New NOAA Chart for Remote Alaska Islands
ST. PAUL, Minn. -- October 23, 2006
All-new charts are not often issued by NOAA
A new NOAA chart has been created for a remote area of Alaska which includes nine mostly treeless and ragged rock islands. The chart, NOAA’s chart number 16587, covers the Semidi Islands and Vicinity, which is a subunit of the 715,000-acre Alaska Peninsula Unit of the Alaska Maritime National Wildlife Refuge. The Semidi Islands are located in the Pacific Ocean in far southeast Alaska, east of the coast of the Alaska Peninsula and southwest of Kodiak Island.

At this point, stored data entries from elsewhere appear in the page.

PR #123, opened 2026-04-13
Implement face and search stub endpoints with Gumnut SDK

ternarybits:
## Summary
- Implement face delete and reassign endpoints using `client.faces.delete()` and `client.faces.update()`
- Implement person search (`GET /api/search/person`) using `client.people.list(name=...)`
- Implement metadata search (`POST /api/search/metadata`) using `client.search.search()` with date range and person ID filters
- Implement search statistics (`POST /api/search/statistics`) using `client.assets.counts()`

The Semidi Islands Wilderness Area includes approximately one-quarter million acres of surrounding seabed, providing at least temporary homes for sea otters, sea lions, seals, porpoises, and whales. Exposed to the stormy Gulf of Alaska, the area is described as “remote and difficult to reach … an unpredictable stretch of sea lying in previously poorly charted waters”.
Rough area
According to Leo DeMeo, marketing manager for McCurnin Nautical Charts of Alaska, Inc., “The Semidi Islands are in open water with high, rough rough seas, which are unpredictable. It has some shallow waters that can be very dangerous if you don’t know your way around. Fishermen know it from experience but now we have a chart that can make sailing in that area safer for everyone. We’re excited to have a new, detailed NOAA chart for this area.”
Richard Sillcox, Chief of NOAA’s Chart Update Service, states, “Marine safety is of utmost importance to NOAA. It’s not often that we create a new NOAA nautical chart but after listening to the needs of sailors and commercial shippers, we felt it prudent to create a new chart for this area.”
New chart can be ordered "on demand"
Chart number 16587, as well as all NOAA nautical charts, are printed to order “on demand” by OceanGrafix and it agents across the U.S. Many agents have dedicated OceanGrafix remote printers on site. These printers are hooked into an OceanGrafix database and they automatically download the latest NOAA cartographic data every night so that each OceanGrafix NOAA chart is 100% up to date at time of printing. Charts can be printed at any time.
Larry Kocon, OceanGrafix director of operations, states, “We’re pleased to be the exclusive NOAA partner in offering commercial and recreational mariners the very latest NOAA cartographic data on a ‘print on demand’ basis. Up to date, full-size NOAA nautical charts add to mariners’ safety.”